Journal of Chemometrics (2026) Carla Scaletti, Kurt J. Hebel, Martin Gruebele
DOI: 10.1002/cem.70097
Here’s a three-minute introduction to Auditory Analytics:
And a 7-min Video Abstract that includes the Case Study:
This is the pre-peer reviewed version of the following article: [“Auditory Analytics for pattern discovery in protein folding dynamics,” accepted by the Journal of Chemometrics | CONTRIBUTORS: Carla Scaletti*; Kurt J. Hebel; Martin Gruebele*], which has been published in final form at [https://doi.org/10.1002/cem.70097]. This article may be used for non-commercial purposes in accordance with Wiley Terms and Conditions for Use of Self-Archived Versions
We introduce Auditory Analytics, a methodological framework that utilizes data sonification for scientific discovery. Auditory Analytics describes a cycle of collecting and deriving datasets, mapping data to audible signals (sonification), analytical listening, hypothesis formulation, and tool building, where human insights from any stage of the cycle can feed back into further iterations of the cycle in the form of new datasets, alternative mappings and new models of the original phenomenon.
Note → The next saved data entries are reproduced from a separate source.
PR #366, opened 2026-05-04
Add Aurora Actions — user-defined background automations

damianloch:
## Summary

Adds a new "Actions" feature that lets users define reusable background automations in natural language. Users write instructions, pick a trigger type (manual, on incident completion, or on a recurring schedule), and Aurora's agent executes them as background tasks using all connected integrations.

The core use case is automating repetitive SRE workflows — things like adjusting noisy alert thresholds via Terraform PRs, running post-incident health checks, or kicking off infrastructure audits on a schedule.

## What's included

**Backend**
- CRUD API for actions and action runs with full RBAC
- Executor service that dispatches actions as background chat sessions with proper RLS context
- Celery Beat scheduler for interval-based triggers
- Stale run cleanup integrated into existing background chat janitor
- Dedicated action prompt scaffolding (full tool access, eager-loaded skills, no RCA mandates)

**Frontend**
- Actions management page embedded in Settings modal
- Create, edit, enable/disable, trigger, and view run history
- "Run Action" dropdown on completed incidents
- `/action` slash command in chat with autocomplete, inline styling, and tool-call integration
- Real-time polling for active run status updates

**Chat integration**
- `/action <name>` triggers via LLM tool call (same pattern as RCA trigger)
- Agent processes the action dispatch then continues responding to the rest of the user's message
- Internal scaffold messages hidden from chat UI at the persistence layer

## Test plan

- [ ] Create action via Settings > Actions, verify it appears in list
- [ ] Trigger action manually, confirm run appears and completes
- [ ] Edit action instructions, verify update persists
- [ ] Use `/action` command in chat, verify tool call renders with correct icon
- [ ] Configure scheduled action, verify it dispatches after interval
- [ ] Trigger from incident card, confirm incident context flows into prompt
- [ ] Restart containers, verify stale runs get cleaned up

## Summary by CodeRabbit

* **New Features**
  * Full Actions management UI: create, edit, enable/disable, delete, run now, and view run history/status.
  * Actions integrated into chat: select/trigger actions from the input, slash-command menu, and enhanced send behavior.
  * Incident cards: “Run Action” dropdown for incident-triggered actions.
  * Settings: new Actions tab.
  * Scheduled execution: automatic dispatch of on-schedule actions and visible scheduled run tracking.

### DIFF
--- a/client/src/app/chat/components/ChatClient.tsx
+++ b/client/src/app/chat/components/ChatClient.tsx
@@ -120,7 +120,7 @@ export default function ChatClient({ initialSessionId, shouldStartNewChat, initi
     router.push('/chat');
   }, [router]);
 
-  const { data: actionsData } = useQuery<{ actions: { id: string; name: string }[] }>(
+  const { data: actionsData } = useQuery<{ id: string; name: string }[] | { actions: { id: string; name: string }[] }>(
     '/api/actions',
     async (key: string, signal: AbortSignal) => {
       const res = await fetch(key, { credentials: 'include', signal });
@@ -129,7 +129,7 @@ export default function ChatClient({ initialSessionId, shouldStartNewChat, initi
     },
     { staleTime: 60_000, revalidateOnEvents: ['actionsStateChanged'] },
   );
-  const availableActions = actionsData?.actions ?? [];
+  const availableActions = Array.isArray(actionsData) ? actionsData : (actionsData?.actions ?? []);
 
   const {
     selectedModel,
--- a/client/src/app/chat/components/ChatClient.tsx
+++ b/client/src/app/chat/components/ChatClient.tsx
@@ -70,6 +70,7 @@ export default function ChatClient({ initialSessionId, shouldStartNewChat, initi
   const initialMessageSentRef = useRef<boolean>(false);
   const [activeIncidentContext, setActiveIncidentContext] = useState<string | undefined>(incidentContext);
   const [selectedAction, setSelectedAction] = useState<{ id: string; name: string } | null>(null);
+  const clearSelectedAction = useCallback(() => setSelectedAction(null), []);
   
   
   // Modular streaming message handling
@@ -155,7 +156,7 @@ export default function ChatClient({ initialSessionId, shouldStartNewChat, initi
     images,
     availableActions,
     selectedAction,
-    clearSelectedAction: () => setSelectedAction(null),
+    clearSelectedAction,
   });
 
   const onSendingStateChange = useCallback((sending: boolean) => {
--- a/client/src/app/chat/components/ChatClient.tsx
+++ b/client/src/app/chat/components/ChatClient.tsx
@@ -31,7 +31,7 @@ import { useChatCancellation } from '@/hooks/useChatCancellation';
 import SessionUsagePanel from "@/components/SessionUsagePanel";
 import { useSessionUsage } from '@/hooks/useSessionUsage';
 import { useChatSendHandlers } from "./useChatSendHandlers";
-import { useQuery, fetchR } from "@/lib/query";
+import { useQuery } from "@/lib/query";
 
 interface ChatClientProps {
   initialSessionId?: string;
--- a/client/src/app/chat/components/ChatClient.tsx
+++ b/client/src/app/chat/components/ChatClient.tsx
@@ -127,7 +127,7 @@ export default function ChatClient({ initialSessionId, shouldStartNewChat, initi
       if (!res.ok) return { actions: [] };
       return res.json();
     },
-    { staleTime: 60_000 },
+    { staleTime: 60_000, revalidateOnEvents: ['actionsStateChanged'] },
   );
   const availableActions = actionsData?.actions ?? [];
 
--- a/client/src/app/chat/components/ChatClient.tsx
+++ b/client/src/app/chat/components/ChatClient.tsx
@@ -69,6 +69,7 @@ export default function ChatClient({ initialSessionId, shouldStartNewChat, initi
   const lastLoadedSessionRef = useRef<string | null>(null);
   const initialMessageSentRef = useRef<boolean>(false);
   const [activeIncidentContext, setActiveIncidentContext] = useState<string | undefined>(incidentContext);
+  const [selectedAction, setSelectedAction] = useState<{ id: string; name: string } | null>(null);
   
   
   // Modular streaming message handling
@@ -118,6 +119,17 @@ export default function ChatClient({ initialSessionId, shouldStartNewChat, initi
     router.push('/chat');
   }, [router]);
 
+  const { data: actionsData } = useQuery<{ actions: { id: string; name: string }[] }>(
+    '/api/actions',
+    async (key: string, signal: AbortSignal) => {
+      const res = await fetch(key, { credentials: 'include', signal });
+      if (!res.ok) return { actions: [] };
+      return res.json();
+    },
+    { staleTime: 60_000 },
+  );
+  const availableActions = actionsData?.actions ?? [];
+
   const {
     selectedModel,
     setSelectedModel,
@@ -142,18 +154,9 @@ export default function ChatClient({ initialSessionId, shouldStartNewChat, initi
     onSessionCreated: refreshChatHistory,
     images,
     availableActions,
+    selectedAction,
+    clearSelectedAction: () => setSelectedAction(null),
   });
-
-  const { data: actionsData } = useQuery<{ actions: { id: string; name: string }[] }>(
-    '/api/actions',
-    async (key: string, signal: AbortSignal) => {
-      const res = await fetch(key, { credentials: 'include', signal });
-      if (!res.ok) return { actions: [] };
-      return res.json();
-    },
-    { staleTime: 60_000 },
-  );
-  const availableActions = actionsData?.actions ?? [];
 
   const onSendingStateChange = useCallback((sending: boolean) => {
     setIsSending(sending);
@@ -484,6 +487,8 @@ export default function ChatClient({ initialSessionId, shouldStartNewChat, initi
               images={images}
               onImagesChange={setImages}
               actions={availableActions}
+              selectedAction={selectedAction}
+              onActionSelect={setSelectedAction}
             />
             )}
           </div>
@@ -525,6 +530,8 @@ export default function ChatClient({ initialSessionId, shouldStartNewChat, initi
             images={images}
             onImagesChange={setImages}
             actions={availableActions}
+            selectedAction={selectedAction}
+            onActionSelect={setSelectedAction}
           />
           
           <div className="w-full max-w-3xl mt-6">
--- a/client/src/app/chat/components/ChatClient.tsx
+++ b/client/src/app/chat/components/ChatClient.tsx
@@ -31,6 +31,7 @@ import { useChatCancellation } from '@/hooks/useChatCancellation';
 import SessionUsagePanel from "@/components/SessionUsagePanel";
 import { useSessionUsage } from '@/hooks/useSessionUsage';
 import { useChatSendHandlers } from "./useChatSendHandlers";
+import { useQuery, fetchR } from "@/lib/query";
 
 interface ChatClientProps {
   initialSessionId?: string;
@@ -140,7 +141,19 @@ export default function ChatClient({ initialSessionId, shouldStartNewChat, initi
     justCreatedSessionRef,
     onSessionCreated: refreshChatHistory,
     images,
+    availableActions,
   });
+
+  const { data: actionsData } = useQuery<{ actions: { id: string; name: string }[] }>(
+    '/api/actions',
+    async (key: string, signal: AbortSignal) => {
+      const res = await fetch(key, { credentials: 'include', signal });
+      if (!res.ok) return { actions: [] };
+      return res.json();
+    },
+    { staleTime: 60_000 },
+  );
+  const availableActions = actionsData?.actions ?? [];
 
   const onSendingStateChange = useCallback((sending: boolean) => {
     setIsSending(sending);
@@ -470,6 +483,7 @@ export default function ChatClient({ initialSessionId, shouldStartNewChat, initi
               onRemoveContext={() => setActiveIncidentContext(undefined)}
               images={images}
               onImagesChange={setImages}
+              actions={availableActions}
             />
             )}
           </div>
@@ -510,6 +524,7 @@ export default function ChatClient({ initialSessionId, shouldStartNewChat, initi
             onRemoveContext={() => setActiveIncidentContext(undefined)}
             images={images}
             onImagesChange={setImages}
+            actions={availableActions}
           />
           
           <div className="w-full max-w-3xl mt-6">
--- a/client/src/app/chat/components/useChatSendHandlers.ts
+++ b/client/src/app/chat/components/useChatSendHandlers.ts
@@ -24,6 +24,7 @@ interface ChatSendHandlerParams {
   justCreatedSessionRef: MutableRefObject<string | null>;
   onSessionCreated?: (sessionId: string) => void;
   images?: Array<{file: File, preview: string}>;
+  availableActions?: { id: string; name: string }[];
 }
 
 interface ChatSendHandlerResult {
@@ -61,6 +62,7 @@ export function useChatSendHandlers({
   justCreatedSessionRef,
   onSessionCreated,
   images = [],
+  availableActions = [],
 }: ChatSendHandlerParams): ChatSendHandlerResult {
   const { toast } = useToast();
   const { providerIds, isProviderConnected } = useConnectedAccounts();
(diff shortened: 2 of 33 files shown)


server/services/actions/executor.py
```diff
@@ -0,0 +1,292 @@
...
+        "source": "action",
+        "action_id": action_id,
+        "run_id": run_id,
+    }
+
+    session_id = create_background_chat_session(
+        user_id=user_id,
+        title=f"Action: {action['name']}",
+        trigger_metadata=trigger_meta,
+    )
```
OlivierTrudeau: if the create_background_chat_sessions raises, (it has a try except block that ends up in a raise if it fails), this will get stuck here in pending and break this function state. Maybe add a try except block to avoid the stuck pending state here (would be caught by the cleanup after, but the cleanup is a patch fix while fixing this here feels like the actual fix)

server/utils/db/db_utils.py
```diff
@@ -1170,6 +1170,41 @@ def initialize_tables():
...
                     CREATE INDEX IF NOT EXISTS idx_audit_log_action ON audit_log(org_id, action);
                 """,
+                "actions": """
+                    CREATE TABLE IF NOT EXISTS actions (
+                        id UUID PRIMARY KEY DEFAULT gen_random_uuid(),
+                        org_id VARCHAR(255) NOT NULL,
+                        created_by VARCHAR(255) NOT NULL,
+                        name VARCHAR(255) NOT NULL,
+                        description TEXT,
+                        instructions TEXT NOT NULL,
```
OlivierTrudeau, line 1180: might want to add sensible max for these text fields. Not sure but I think could expose to injection attacks. Unless properly truncated before or something. Worth looking into

server/routes/actions/actions_routes.py
```diff
@@ -0,0 +1,376 @@
...
+        return jsonify({"error": err}), 400
+
+    if not columns:
+        return jsonify({"error": "no fields to update"}), 400
+
+    columns.append("updated_at")
+    vals.append(datetime.now(timezone.utc))
+    vals.append(action_id)
+
+    set_parts = [_COL_FRAGMENTS[col] for col in columns if col in _COL_FRAGMENTS]
```
OlivierTrudeau: This isn't useful since th ecolumns are already filtered by the _parse_update_fields function above

server/services/actions/executor.py
```diff
@@ -0,0 +1,292 @@
...
+    ]
+
+    ctx = _format_trigger_context(trigger_context)
+    if ctx:
+        parts += ["", "## Context", ctx]
+
+    parts += [
+        "",
+        "## Guidelines",
+        "- Use your available tools (Terraform/IaC, GitHub, Datadog, cloud CLI, terminal) to complete the task.",
```
OlivierTrudeau: Is it risky to list actual tools in case they aren't actually available and then the LLM thinks they are because they are in the prompt

server/chat/background/task.py
```diff
@@ -522,6 +522,15 @@ def run_background_chat(
                             logger.info(f"[BackgroundChat] Recorded lifecycle event 'rca_started' for incident {incident_id}")
                     except Exception as le:
                         logger.error(f"[BackgroundChat] Failed to record lifecycle event 'rca_started' for incident {incident_id}: {le}")
+
+                    # Dispatch on_incident actions for this incident (fire-and-forget)
+                    source = trigger_metadata.get('source', '') if trigger_metadata else ''
+                    if source and source != 'action':
+                        try:
```
OlivierTrudeau, line 530: While you're modifying it, you could add a small comment explaining that the != action is to make sure actions don't trigger themselves

server/chat/backend/agent/prompt/background.py
```diff
@@ -160,3 +160,38 @@ def build_background_mode_segment(state: Optional[Any]) -> str:
         _append_background_segment(parts, "background_source_general_footer")
 
     return "\n".join(parts)
+
+
+def build_action_mode_segment(state: Optional[Any]) -> str:
+    """Build action mode segment: eager-loaded skills, no RCA mandates."""
+    if not state:
```
OlivierTrudeau, line 167: Doesn't this defeat the whole purpose of skills? Why would we preload all skills?

server/chat/background/task.py
```diff
@@ -661,6 +670,21 @@ def run_background_chat(
             except Exception as e:
                 logger.error(f"[BackgroundChat] Failed to send response to Google Chat: {e}", exc_info=True)
         
+        if trigger_metadata and trigger_metadata.get('source') == 'action':
+            try:
+                from services.actions.executor import update_action_run_status
+                update_action_run_status(run_id=trigger_metadata['run_id'], status='success', user_id=user_id)
```
OlivierTrudeau: If the prompt gets nemo nuked at the start, the actions is marked success, but then you can't even open the conversation or anything. My actions was to curl my local machine to verify it works. I understand why it was blocked by nemo, but it should be raised. Now it fails silently and you can't verify why it failed

OlivierTrudeau: Also, I removed from deny list, ran the test box and said I could run the command. When I tried running in actions, it blocked... smtg inconsistent with the guardrail and the test command box

OlivierTrudeau: yeah even by putting explicitly in the allow list, i couldn't run my curl command

client/src/app/chat/components/ChatClient.tsx
```diff
@@ -117,6 +120,17 @@ export default function ChatClient({ initialSessionId, shouldStartNewChat, initi
...
   }, [router]);
 
+  const { data: actionsData } = useQuery<{ actions: { id: string; name: string }[] }>(
+    '/api/actions',
+    async (key: string, signal: AbortSignal) => {
+      const res = await fetch(key, { credentials: 'include', signal });
+      if (!res.ok) return { actions: [] };
+      return res.json();
+    },
+    { staleTime: 60_000 },
```
OlivierTrudeau: Stale cache issue: if a user creates an action in Settings then goes to Chat, the slash menu shows empty until staleTime (60s) expires. Need to either add revalidateOnEvents: ['actionsStateChanged'] here and dispatch that event from the actions page on create/update/delete, or lower the staleTime.

OlivierTrudeau: not a huge bug but worth noting and fixing if easy fix

OlivierTrudeau (changes requested):

server/chat/backend/agent/prompt/background.py
damianloch: Just copied hows its done in background RCA but I can have in look into that. If not specfic to this PR we'll open a ticket

server/routes/actions/actions_routes.py
```diff
@@ -0,0 +1,374 @@
...
+                       a.trigger_config, a.mode, a.enabled, a.created_at, a.updated_at,
+                       COUNT(r.id) AS run_count,
+                       MAX(r.started_at) AS last_run_at,
+                       (SELECT r2.status FROM action_runs r2
+                        WHERE r2.action_id = a.id ORDER BY r2.started_at DESC LIMIT 1) AS last_run_status
+                FROM actions a
+                LEFT JOIN action_runs r ON r.action_id = a.id
+                GROUP BY a.id
+                ORDER BY a.created_at DESC
+            """)
```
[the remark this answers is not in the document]
damianloch: RLS policies on the `actions` and `action_runs` tables enforce org isolation automatically on Flask request connections via `_set_rls_vars()`. The connection pool sets `myapp.current_org_id` before any query executes, so no explicit `WHERE org_id = %s` clause is needed — PostgreSQL enforces it at the row level. This is the same pattern used across all RLS-protected tables in the codebase.

server/routes/actions/actions_routes.py
```diff
@@ -0,0 +1,374 @@
...
+    for r in runs:
+        r["id"] = str(r["id"])
+        r["incident_id"] = str(r["incident_id"]) if r["incident_id"] else None
+        r["chat_session_id"] = str(r["chat_session_id"]) if r["chat_session_id"] else None
+        if r["started_at"] and r["completed_at"]:
+            r["duration_ms"] = max(0, int((r["completed_at"] - r["started_at"]).total_seconds() * 1000))
+        r["started_at"] = (r["started_at"].isoformat() + "Z") if r["started_at"] else None
+        r["completed_at"] = (r["completed_at"].isoformat() + "Z") if r["completed_at"] else None
+
+    return jsonify({"action": action, "recent_runs": runs})
```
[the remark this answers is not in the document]
damianloch: Same as above — RLS policies enforce org isolation at the database level. `_set_rls_vars()` sets `myapp.current_org_id` on every Flask request connection before queries execute, so `WHERE org_id = %s` is redundant. A user from org A cannot read/update/delete actions belonging to org B regardless of knowing the UUID.

server/services/actions/scheduler.py
```diff
@@ -0,0 +1,60 @@
...
+                cur.execute("""
+                    SELECT a.id, a.org_id, a.created_by,
+                           (a.trigger_config->>'interval_seconds')::int AS interval_seconds,
+                           MAX(r.started_at) AS last_run_at
+                    FROM actions a
+                    LEFT JOIN action_runs r ON r.action_id = a.id
+                    WHERE a.trigger_type = 'on_schedule' AND a.enabled = true
+                    GROUP BY a.id
+                """)
+                rows = cur.fetchall()
```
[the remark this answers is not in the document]
damianloch: The scheduler uses `get_admin_connection()` which connects as the `aurora` role that has `BYPASSRLS`. This is intentional — the scheduler needs to query actions across all orgs to determine which are due. RLS is then set per-user inside `dispatch_action()` via `set_rls_context()` before creating runs. Same pattern as `cleanup_stale_background_chats` and other cross-org Celery tasks.

server/services/actions/executor.py
```diff
@@ -0,0 +1,268 @@
...
+        "source": "action",
+        "action_id": action_id,
+        "run_id": run_id,
+    }
+
+    session_id = create_background_chat_session(
+        user_id=user_id,
+        title=f"Action: {action['name']}",
+        trigger_metadata=trigger_meta,
+    )
```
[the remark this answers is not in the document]
damianloch: Intentionally `None` — action runs are independent background tasks, not part of the incident's RCA session. Threading `incident_id` through would corrupt the incident's chat context (link it to a different session). The incident details are provided in the prompt text via `_load_incident_context` so the action has full context without DB-level linking.

server/services/actions/executor.py
```diff
@@ -0,0 +1,268 @@
...
+            initial_message=full_prompt,
+            trigger_metadata=trigger_meta,
+            mode=action["mode"],
+            rail_text=rail_text,
+            send_notifications=False,
+            incident_id=None,
+        )
+    except Exception as e:
+        _update_run(run_id, user_id, status="error", error=f"Failed to enqueue: {e}")
+        raise
```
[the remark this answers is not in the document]
damianloch: The stale session janitor handles orphaned sessions (same as all other background chats). Additionally, this commit now wraps `create_background_chat_session` in try/except (Fix #15), so if it raises, the run is immediately marked as error — minimizing the window for orphaned sessions.

server/services/actions/executor.py
```diff
@@ -0,0 +1,268 @@
...
+
+    parts += [
+        "",
+        "## Guidelines",
+        "- Use your available tools (Terraform/IaC, GitHub, Datadog, cloud CLI, terminal) to complete the task.",
+        "- If you need to make infrastructure changes, open a PR rather than applying directly.",
+        "- Report what you did and any issues encountered.",
+    ]
+
+    return "\n".join(parts), rail_text
```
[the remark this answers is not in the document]
damianloch: The rail validates user-authored instructions (their intent for what the action should do). Trigger context is system-generated metadata — incident titles, severities, alert names. Running guardrails on system-generated data would produce false positives for legitimate incidents with terms like "attack", "injection", or "kill" in their titles. The guardrail's purpose is to prevent malicious user instructions, not to filter operational metadata.

client/src/app/chat/components/useChatSendHandlers.ts
```diff
@@ -152,6 +158,40 @@ export function useChatSendHandlers({
...
+  const parseActionFromText = useCallback((text: string) => {
+    const lower = text.toLowerCase();
+    let prefix: string | null = null;
+    if (lower.startsWith('/actions ')) prefix = '/actions ';
+    else if (lower.startsWith('/action ')) prefix = '/action ';
+    if (!prefix) return null;
+    const name = text.slice(prefix.length).trim();
+    if (!name) return null;
+    return availableActions.find(a => a.name.toLowerCase() === name.toLowerCase()) || { id: '', name };
+  }, [availableActions]);
```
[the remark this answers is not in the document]
damianloch: Intentional design — the text fallback (`parseActionFromText`) is a secondary safety net for when users manually type `/action <name>` at the start. The primary dispatch path uses the `selectedAction` chip from the autocomplete menu, which works regardless of position in the text. The two paths complement each other.

client/src/app/incidents/components/IncidentCard.tsx
```diff
@@ -105,6 +107,93 @@ function isSafeUrl(url: string | undefined): boolean {
...
+      const res = await fetch('/api/actions?enabled=true', { credentials: 'include' });
+      if (res.ok) {
+        const data = await res.json();
+        setActions((data.actions || []).filter((a: { enabled: boolean }) => a.enabled));
+      }
+    } catch {
+      toast({ title: 'Failed to load actions', variant: 'destructive' });
+    }
+    setLoading(false);
+  };
```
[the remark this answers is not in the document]
damianloch: Already fixed in a prior commit — the `catch` block now shows a toast: `toast({ title: 'Failed to load actions', variant: 'destructive' })`. A click-outside handler and the toast on error were both added.

client/src/lib/query.ts
```diff
@@ -304,6 +305,15 @@ export function useQuery<T>(
...
   }, [active, opts.revalidateOnEvents.join(',')]);
 
+  const refreshInterval = options?.refreshInterval ?? 0;
+  useEffect(() => {
+    if (!active || !refreshInterval) return;
+    const id = setInterval(() => {
+      queryClient.fetch(active, fetcherRef.current, optsRef.current).catch(() => {});
+    }, refreshInterval);
+    return () => clearInterval(id);
+  }, [active, refreshInterval]);
```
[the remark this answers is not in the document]
damianloch: Low priority for v1. The polling only activates when there are active action runs (short-lived state that resolves in seconds-to-minutes). The cost is minimal and proportional to actual usage.

server/chat/backend/agent/prompt/background.py
```diff
@@ -160,3 +160,38 @@ def build_background_mode_segment(state: Optional[Any]) -> str:
...
+                source='action',
+                providers=providers,
+                integrations=integrations,
+            )
+            if skills_content:
+                parts.append(skills_content)
+        except Exception as e:
+            logger.warning("Failed to load skills for action: %s", e)
+
+    return "\n\n".join(parts)
```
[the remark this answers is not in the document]
damianloch: Expected behavior in non-background flows. The function returns an empty string when there's no state or rca_context, which is correct — it's only called from `build_prompt_segments` and the empty string is harmlessly concatenated into the prompt.

server/utils/db/db_utils.py
```diff
@@ -1170,6 +1170,41 @@ def initialize_tables():
...
+                        incident_id UUID,
+                        status VARCHAR(32) NOT NULL DEFAULT 'pending',
+                        trigger_context JSONB DEFAULT '{}',
+                        started_at TIMESTAMP DEFAULT CURRENT_TIMESTAMP,
+                        completed_at TIMESTAMP,
+                        error TEXT
+                    );
+                    CREATE INDEX IF NOT EXISTS idx_action_runs_action ON action_runs(action_id);
+                    CREATE INDEX IF NOT EXISTS idx_action_runs_status ON action_runs(org_id, status);
+                """,
```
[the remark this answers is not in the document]
damianloch: Existing indexes are sufficient for our query patterns. The janitor runs every 5 minutes on a small result set. No demonstrated performance issue at current scale.

server/utils/db/db_utils.py
damianloch: Route-level validation enforces max lengths (255 chars for `name` via `_validate_name`). SQL injection is prevented by parameterized queries (`%s` placeholders throughout). TEXT columns don't create injection vectors — the data is never interpolated into SQL. PostgreSQL TEXT type is appropriate here.

server/chat/backend/agent/prompt/background.py
damianloch: Acknowledged — this was copied from the background RCA pattern where all connected skills are eagerly loaded. For actions it may be better to lazy-load only relevant skills. Will evaluate in a separate ticket since it applies to both RCA and actions and isn't specific to this PR.

server/services/actions/executor.py
damianloch: Fixed — wrapped `create_background_chat_session` in try/except, marks the run as error if it raises.

server/routes/actions/actions_routes.py
damianloch: Fixed — removed the redundant guard. All columns now come from `_FIELD_VALIDATORS` and `updated_at` is in `_COL_FRAGMENTS`.

server/services/actions/executor.py
damianloch: Good catch — removed the hardcoded tool list. The system prompt's skill loading and tool registration already inform the LLM what's available.

server/chat/background/task.py
damianloch: Done — added the comment.

server/chat/background/task.py
damianloch: Fixed — added a `guardrail_blocked` flag to State that propagates from the workflow through `_execute_background_chat` back to `run_background_chat`. When set, the action run is marked as `error` with message 'Action blocked by safety guardrails' instead of success.

client/src/app/chat/components/ChatClient.tsx
damianloch: Fixed — added `revalidateOnEvents: ['actionsStateChanged']` to the ChatClient query, and dispatching that event from the actions page on create/update/delete.

server/chat/backend/agent/tools/trigger_action_tool.py
```diff
@@ -0,0 +1,54 @@
...
+
+class TriggerActionArgs(BaseModel):
+    action_id: str = Field(description="The UUID of the action to trigger")
+
+
+def trigger_action(
+    action_id: str,
+    user_id: str | None = None,
+    **kwargs,
+) -> str:
```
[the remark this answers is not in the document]
damianloch: Fixed — the tool now wraps the function in a closure that pins `action_id` to the server-selected value, ignoring whatever the model passes.

server/chat/background/task.py
OlivierTrudeau: ok, almost perfect. However, we still can't pull up the chat to understand the error for example. Not sure if you want to address that or leave as is

client/src/app/chat/components/ChatClient.tsx
OlivierTrudeau: not fixed actually. I didn't even add an action and it's not showing me the list sometimes

server/chat/background/task.py
damianloch: Fixed — when guardrails block an action, we now append a visible bot message to the chat session ("This action was blocked by safety guardrails. The instructions may need to be rephrased to pass input validation.") so View Chat shows the explanation instead of a blank page.

client/src/app/chat/components/ChatClient.tsx
damianloch: Fixed — the root cause was a shared query cache key (`/api/actions`) with mismatched fetcher return shapes. The actions page fetcher unwraps to a plain array while ChatClient expected `{ actions: [...] }`. Whichever fetched last determined the cached shape. Now ChatClient handles both: `Array.isArray(actionsData) ? actionsData : (actionsData?.actions ?? [])`.

OlivierTrudeau (dismissed):

OlivierTrudeau (approved):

In Auditory Analytics, the remarkable capacities of the human auditory system to monitor complex soundscapes, track multiple sources, and extract meaningful information across multiple timescales are repurposed for exploring, interpreting, and analyzing data. To demonstrate its potential for uncovering relationships and dynamics in physical systems, we apply the Auditory Analytics methodology to the domain of protein-folding, investigating state transitions in a molecular dynamics simulation of the GTT WW domain protein. Auditory Analytics led to the identification of distinct hydrogen bonding patterns that occur as the protein transits between folded and unfolded states and thus to a deeper understanding of the process of protein folding. A single, isolated data mapping — whether visual, auditory, haptic, mathematical, or verbal — provides an incomplete picture of reality; by adding the Auditory Analytics cycle to our portfolio of data interpretation tools, we can build a more complete picture of physical phenomena.